Double-layer for loop

Take an element and compare it with all subsequent elements. If an element is found equal after it, delete it

function uniq(arr) {
    for (let i = 0; i < arr.length; i++) {
        for (let j = i + 1; j < arr.length; j++) {
            if (arr[i] === arr[j]) {
                arr.splice(j, 1); j--; }}}return arr;
}

// Run the result
// [1, "1", "a", {}, {}, { a: 1 }, {}, { a: 1 }, [], [], [1], undefined, null, NaN, NaN]
// NaN is not removed compared to the lodash result
Copy the code

Since NaN === NaN equals false, repeated nans are not removed

Sort and compare adjacent

If the array does not have complex objects (complex objects are difficult to sort), we can try this method

function uniq(arr) {
    arr.sort();
    for (let i = 0; i < arr.length - 1; i++) {
        arr[i] === arr[i + 1] && arr.splice(i + 1.1) && i--;
    }
    return arr;
}
// Run the result
//[[], [], 1, "1", [1], NaN, NaN, {}, {}, { a: 1 }, {}, { a: 1 }, "a", null, undefined];
// NaN is not removed compared to the lodash result, and the object is de-duplicated
Copy the code

Also because NaN === NaN equals false, duplicate nans are not removed, and because sort does not order objects well, there are some de-repetition failures in the object section

Find the array element position type

This type searches for the first occurrence position of each element in the array.

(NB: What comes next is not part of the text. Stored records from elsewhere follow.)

PR #2908, opened 2017-12-14
Fixed issue when pickle tried loads None value

ISPHOST:
https://jira.zenoss.com/browse/ZEN-28615

### DIFF
--- a/Products/ZenCallHome/CallHomeStatus.py
+++ b/Products/ZenCallHome/CallHomeStatus.py
@@ -110,9 +110,11 @@ class CallHomeStatus(object):
     def _init(self):
         """Sets empty data for CallHomeStatus before run
         """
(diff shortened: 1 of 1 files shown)


Products/ZenCallHome/CallHomeStatus.py
```diff
@@ -110,9 +110,11 @@ def getStatUI(self):
     def _init(self):
         """Sets empty data for CallHomeStatus before run
         """
-        data = pickle.loads(self.load_from_redis())
-        if data == None:
+        rdata = self.load_from_redis()
+        if rdata == None:
```
jpeacock-zenoss: "Correct" Python requires this to be written as `if rdata is None:`.  Since `None` is a singleton value, you should use identity, i.e. `is`, rather than equality for comparison.

PR #2910, opened 2017-12-14
ZEN-28615 Update Report button on Licensing tab does not update

ISPHOST:
licensing details with silent failure
Fixed issue when pickle tried loads None value


Products/ZenCallHome/CallHomeStatus.py
```diff
@@ -93,8 +93,11 @@ def getStatUI(self):
         """Returns status informations to UI
         """
         l = list()
-        data = dict()
-        data = pickle.loads(self.load_from_redis())
+        rdata = self.load_from_redis()
+        if rdata is None:
+            data = dict()
+        else:
+            data = pickle.loads(rdata)
```
jpeacock-zenoss: These lines of code are duplicated in at least two places.  Perhaps this logic should be moved into the `load_from_redis` method so that we don't have to worry about whether `None` is returned in multiple places.

Products/ZenCallHome/CallHomeStatus.py
```diff
@@ -76,10 +76,9 @@ def load_from_redis(self, k="CallHomeStatus"):
             log.warning(
                 "Exception trying to recive data from redis: {0}".format(e))
             self._redis_client = None
-            return
+            return dict()
```
jpeacock-zenoss: It looks like the `load_from_redis` method can now return _three_ different types of values: `None`, a `dict` object, and a string (or buffer) object.  A method or function should only be _one_ type or, at worst, two types as long as the second value type is `None`.

jpeacock-zenoss: I haven't examined all of the code, but I suspect that usages of `push_to_redis` and `load_from_redis` can be simplified if those methods handled object pickling themselves.  I.e. Move all the calls to `pickle.dumps` into `push_to_redis` and the calls to `pickle.loads` into `load_from_redis`.

ISPHOST:
RETEST

Products/ZenCallHome/CallHomeStatus.py
```diff
@@ -76,45 +78,45 @@ def load_from_redis(self, k="CallHomeStatus"):
...
                 else:
                     err = "No errors"
         l.append({'id': 'updresult', 'description': 'Updating result', 'value': err, 'type': 'text'})
         return l
 
+    def _pickleLoadRedis(self):
+        data = dict()
+        if self.load_from_redis() is not None:
+            data = pickle.loads(self.load_from_redis())
+        return data
```
jpeacock-zenoss: Please don't call `load_from_redis` twice.  Call it once and then check the result in a separate statement.

Products/ZenCallHome/CallHomeStatus.py
```diff
@@ -76,45 +78,45 @@ def load_from_redis(self, k="CallHomeStatus"):
             log.warning(
                 "Exception trying to recive data from redis: {0}".format(e))
             self._redis_client = None
-            return
+            return None
```
jpeacock-zenoss: `return None`, while explicit, is redundant.  A bare `return` returns `None` by default.

PR #2915, opened 2017-12-19
ZEN-18523 Device tree collapses on refresh

carlcamera:
Maintains visual state of device tree in side panel across refreshes.


carlcamera:
retest this

PR #2916, opened 2017-12-20
ZEN-29178: set buffer attribute of store to false

rderkach:
If you move  a sequence located at the top to the very bottom
it moves back to its starting location after moving it.
This was happening since data was buffered and then restored
to the original list.

[JIRA&DEMO](https://jira.zenoss.com/browse/ZEN-29178)


ssOlexBaiko:
lgtm

PR #2923, opened 2018-01-03
ZEN-29127: remove response result unmarshal, move log level to debug

rderkach:
If we try to unmarshal response result which is not a json valid
string we will get a traceback, which will then be logged to the user.
There is no reason to unmarshal result since it will be then
logged as a string again.

[JIRA](https://jira.zenoss.com/browse/ZEN-29127)


Products/ZenHub/metricpublisher/publisher.py
```diff
@@ -126,7 +126,7 @@ def put(self, metric, value, timestamp, tags):
 
     def _putLater(self, scheduled):
         def handleError(val):
-            log.warn("Error sending metric: %s", val)
+            log.debug("Error sending metric: %s", val)
```
rderkach: I think we should not print Tracebacks at **_warn_** log level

If the first occurrence position is equal to the index of the element at that time, the element is collected

indexOf

IndexOf is used to find the first occurrence position of an element in an array, or if the position is equal to the current element’s position

function uniq(arr) {
    let res = [];
    for (let i = 0; i < arr.length; i++) {
        if(arr.indexOf(arr[i]) === i) { res.push(arr[i]); }}return res;
}
// Run the result
// [1, "1", "a", {}, {}, { a: 1 }, {}, { a: 1 }, [], [], [1], undefined, null];
// NaN is missing compared to the lodash result
Copy the code

IndexOf uses the same value equality rule as ===, so no element in the array is equal to NaN, including itself, so no NaN is left behind

findIndex

Use the findIndex method to find the first occurrence of an element in an array

function uniq(arr) {
    let res = [];
    for (let i = 0; i < arr.length; i++) {
        if (arr.findIndex(item= >item === arr[i]) === i) { res.push(arr[i]); }}return res;
}
// Run the result
// [1, "1", "a", {}, {}, { a: 1 }, {}, { a: 1 }, [], [], [1], undefined, null];
// NaN is missing compared to the lodash result
Copy the code

The resulting principle is the same as indexOf, since the === rule is used to determine whether elements are equal, but this method is equivalent to a double-layer for loop

Finds if the element has type

This method basically relies on the includes method to determine whether the corresponding element exists in the new array, if not, the collection

function uniq(arr) {
    let res = [];
    for (let i = 0; i < arr.length; i++) {
        if (!res.includes(arr[i])) {
            res.push(arr[i]);
        }
    }
    return res;
}
// Run the result
// [1, "1", "a", {}, {}, { a: 1 }, {}, { a: 1 }, [], [], [1], undefined, null, NaN];
// Same result as lodash
Copy the code

The includes method uses the SameValueZero judgment rule, so NaN can be determined and reweighted

Depending on the data type characteristic type

This scheme relies on the non – duplication property of data types to achieve the effect of deduplication

Map

Data of Map type can be similar to that of Object. When setting key-value pairs of elements, the uniqueness of keys can be guaranteed, and the type of keys can be extended to all basic elements, including objects. After setting a Map data type of unique keys, Keys () = map.prototype.keys () = map.prototype.keys (

function uniq(arr) {
    let map = new Map(a);for (let i = 0; i < arr.length; i++) { ! map.has(arr[i]) && map.set(arr[i],true);
    }
    return [...map.keys()];
}
// Run the result
// [1, "1", "a", {}, {}, { a: 1 }, {}, { a: 1 }, [], [], [1], undefined, null, NaN];
// Same result as lodash
Copy the code

Set

Similar to Map, it is the most popular method to use data type properties to accomplish deduplication

function uniq(arr) {
    return [...new Set(arr)];
}
// Run the result
// [1, "1", "a", {}, {}, { a: 1 }, {}, { a: 1 }, [], [], [1], undefined, null, NaN];
// Same result as lodash
Copy the code

The performance test

The test case

Here we simply (and loosely) splice the test example we just used 1 million times

let a = {};
let b = { a: 1 };
let testArr = [1.1."1"."1"."a"."a", {}, {}, { a: 1 }, a, a, b, [], [], [1].undefined.undefined.null.null.NaN.NaN];
let arr = [];
for (let i = 0; i < 1000000; i++) { arr.push(... testArr); } uniq(arr);Copy the code

Starting with the results, indexOf’s solution was the fastest in a simple test case with about 20 million data points

I also wrote two small tools before, I hope to help you to learn and progress together.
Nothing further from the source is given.